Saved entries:
******************************
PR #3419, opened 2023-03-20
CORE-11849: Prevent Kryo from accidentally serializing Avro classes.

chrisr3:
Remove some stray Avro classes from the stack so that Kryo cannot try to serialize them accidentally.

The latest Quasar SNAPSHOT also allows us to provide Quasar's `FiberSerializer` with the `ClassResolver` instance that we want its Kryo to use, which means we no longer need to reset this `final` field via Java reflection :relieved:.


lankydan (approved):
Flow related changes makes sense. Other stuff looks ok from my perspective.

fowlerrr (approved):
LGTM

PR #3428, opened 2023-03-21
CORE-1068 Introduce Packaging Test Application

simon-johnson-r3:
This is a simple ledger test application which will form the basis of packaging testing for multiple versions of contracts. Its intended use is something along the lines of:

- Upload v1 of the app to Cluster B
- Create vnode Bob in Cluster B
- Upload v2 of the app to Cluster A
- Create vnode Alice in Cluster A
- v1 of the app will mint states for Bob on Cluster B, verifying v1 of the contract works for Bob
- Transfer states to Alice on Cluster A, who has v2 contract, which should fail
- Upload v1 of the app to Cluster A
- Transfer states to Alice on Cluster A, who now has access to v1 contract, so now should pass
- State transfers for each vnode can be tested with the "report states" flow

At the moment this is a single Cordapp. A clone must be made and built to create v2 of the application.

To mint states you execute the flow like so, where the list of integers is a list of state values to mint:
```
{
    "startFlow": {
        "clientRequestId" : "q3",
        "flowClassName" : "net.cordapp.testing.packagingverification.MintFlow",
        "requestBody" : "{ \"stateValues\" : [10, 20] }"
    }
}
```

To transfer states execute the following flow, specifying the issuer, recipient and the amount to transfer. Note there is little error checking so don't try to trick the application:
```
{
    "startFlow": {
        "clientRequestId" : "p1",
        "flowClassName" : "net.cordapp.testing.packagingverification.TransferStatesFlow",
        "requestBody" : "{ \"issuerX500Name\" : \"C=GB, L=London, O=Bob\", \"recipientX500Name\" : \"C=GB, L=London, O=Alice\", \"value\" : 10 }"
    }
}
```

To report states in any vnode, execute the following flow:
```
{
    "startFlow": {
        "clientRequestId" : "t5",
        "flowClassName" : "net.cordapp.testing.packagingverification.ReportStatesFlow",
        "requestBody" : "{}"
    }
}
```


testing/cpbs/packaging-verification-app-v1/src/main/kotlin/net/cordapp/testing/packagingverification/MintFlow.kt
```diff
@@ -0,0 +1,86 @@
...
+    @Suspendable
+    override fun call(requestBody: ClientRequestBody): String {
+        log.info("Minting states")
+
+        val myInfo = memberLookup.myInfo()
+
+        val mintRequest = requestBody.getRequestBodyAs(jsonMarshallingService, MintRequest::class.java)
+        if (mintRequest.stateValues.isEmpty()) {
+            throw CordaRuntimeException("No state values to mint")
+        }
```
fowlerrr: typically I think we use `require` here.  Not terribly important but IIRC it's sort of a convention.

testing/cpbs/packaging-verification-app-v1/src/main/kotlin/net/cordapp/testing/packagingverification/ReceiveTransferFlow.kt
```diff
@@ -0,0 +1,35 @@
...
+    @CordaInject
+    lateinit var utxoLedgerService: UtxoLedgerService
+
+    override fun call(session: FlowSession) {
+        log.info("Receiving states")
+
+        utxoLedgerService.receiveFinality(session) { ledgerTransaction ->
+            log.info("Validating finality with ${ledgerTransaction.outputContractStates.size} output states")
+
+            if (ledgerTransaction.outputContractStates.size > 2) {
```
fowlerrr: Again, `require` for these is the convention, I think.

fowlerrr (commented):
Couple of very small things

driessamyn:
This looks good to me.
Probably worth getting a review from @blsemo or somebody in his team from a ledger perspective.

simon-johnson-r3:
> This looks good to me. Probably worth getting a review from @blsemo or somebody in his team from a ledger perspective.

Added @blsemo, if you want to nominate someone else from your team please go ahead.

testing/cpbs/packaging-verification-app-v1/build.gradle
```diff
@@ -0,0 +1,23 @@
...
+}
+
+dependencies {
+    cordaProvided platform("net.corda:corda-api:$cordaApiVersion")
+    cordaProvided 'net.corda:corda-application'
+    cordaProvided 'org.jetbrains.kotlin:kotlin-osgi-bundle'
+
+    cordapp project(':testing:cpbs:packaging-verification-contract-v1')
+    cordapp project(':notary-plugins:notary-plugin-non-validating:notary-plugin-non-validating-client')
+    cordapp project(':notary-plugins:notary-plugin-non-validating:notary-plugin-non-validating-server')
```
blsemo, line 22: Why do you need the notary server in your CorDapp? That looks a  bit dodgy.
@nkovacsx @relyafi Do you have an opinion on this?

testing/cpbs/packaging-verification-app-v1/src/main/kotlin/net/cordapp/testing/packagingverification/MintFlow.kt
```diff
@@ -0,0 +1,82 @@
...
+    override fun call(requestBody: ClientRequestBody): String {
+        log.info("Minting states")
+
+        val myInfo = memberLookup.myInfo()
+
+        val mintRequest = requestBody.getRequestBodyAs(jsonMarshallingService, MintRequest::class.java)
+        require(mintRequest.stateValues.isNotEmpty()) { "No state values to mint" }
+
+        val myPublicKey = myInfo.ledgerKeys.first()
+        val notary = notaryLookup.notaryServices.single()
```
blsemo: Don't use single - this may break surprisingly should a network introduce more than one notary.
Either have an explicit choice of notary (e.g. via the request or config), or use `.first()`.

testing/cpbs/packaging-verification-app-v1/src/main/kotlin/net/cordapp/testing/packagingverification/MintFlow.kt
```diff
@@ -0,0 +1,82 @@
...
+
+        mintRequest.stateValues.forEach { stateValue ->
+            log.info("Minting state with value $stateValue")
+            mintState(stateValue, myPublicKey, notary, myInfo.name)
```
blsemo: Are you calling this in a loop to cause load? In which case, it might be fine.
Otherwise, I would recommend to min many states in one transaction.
******************************
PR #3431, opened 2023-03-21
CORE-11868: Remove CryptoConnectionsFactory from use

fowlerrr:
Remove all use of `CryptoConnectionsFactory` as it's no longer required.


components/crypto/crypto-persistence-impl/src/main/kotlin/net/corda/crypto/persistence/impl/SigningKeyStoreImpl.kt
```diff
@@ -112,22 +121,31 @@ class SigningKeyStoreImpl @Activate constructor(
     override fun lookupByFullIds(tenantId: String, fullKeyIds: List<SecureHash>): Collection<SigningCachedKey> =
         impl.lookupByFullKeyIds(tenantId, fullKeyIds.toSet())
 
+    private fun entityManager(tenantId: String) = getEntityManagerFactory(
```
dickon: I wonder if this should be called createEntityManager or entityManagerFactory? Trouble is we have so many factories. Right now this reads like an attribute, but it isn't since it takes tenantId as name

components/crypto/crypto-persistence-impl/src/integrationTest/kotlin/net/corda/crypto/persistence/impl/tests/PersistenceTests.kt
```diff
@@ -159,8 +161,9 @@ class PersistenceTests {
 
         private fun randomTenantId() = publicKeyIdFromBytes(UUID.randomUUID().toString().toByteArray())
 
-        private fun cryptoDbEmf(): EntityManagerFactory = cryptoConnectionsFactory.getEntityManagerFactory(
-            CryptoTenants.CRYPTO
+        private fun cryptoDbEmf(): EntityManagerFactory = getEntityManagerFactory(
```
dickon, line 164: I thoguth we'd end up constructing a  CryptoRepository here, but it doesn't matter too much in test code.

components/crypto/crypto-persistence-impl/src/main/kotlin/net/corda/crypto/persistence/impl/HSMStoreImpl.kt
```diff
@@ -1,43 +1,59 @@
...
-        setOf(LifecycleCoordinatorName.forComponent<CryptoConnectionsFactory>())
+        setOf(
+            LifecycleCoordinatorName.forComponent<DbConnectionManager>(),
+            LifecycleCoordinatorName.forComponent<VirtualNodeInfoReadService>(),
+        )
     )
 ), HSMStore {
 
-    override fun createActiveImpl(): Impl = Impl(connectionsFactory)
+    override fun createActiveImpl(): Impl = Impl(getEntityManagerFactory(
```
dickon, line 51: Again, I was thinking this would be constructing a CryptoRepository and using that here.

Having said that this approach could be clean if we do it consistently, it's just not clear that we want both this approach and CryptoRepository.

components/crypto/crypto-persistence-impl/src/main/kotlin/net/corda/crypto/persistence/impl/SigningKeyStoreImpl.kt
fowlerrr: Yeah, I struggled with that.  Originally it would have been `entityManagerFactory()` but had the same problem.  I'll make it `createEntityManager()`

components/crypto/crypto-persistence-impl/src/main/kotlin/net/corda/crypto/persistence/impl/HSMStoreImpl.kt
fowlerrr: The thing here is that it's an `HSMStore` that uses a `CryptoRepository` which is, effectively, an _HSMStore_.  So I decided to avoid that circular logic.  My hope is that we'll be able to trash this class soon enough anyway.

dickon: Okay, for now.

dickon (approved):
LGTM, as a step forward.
******************************
- GOAL OF THE EXERCISE
Scan the lines above for "will", then copy every one that has it.

- YOUR SOLUTION
This is a simple ledger test application which will form the basis of packaging testing for multiple versions of contracts. Its intended use is something along the lines of:
- v1 of the app will mint states for Bob on Cluster B, verifying v1 of the contract works for Bob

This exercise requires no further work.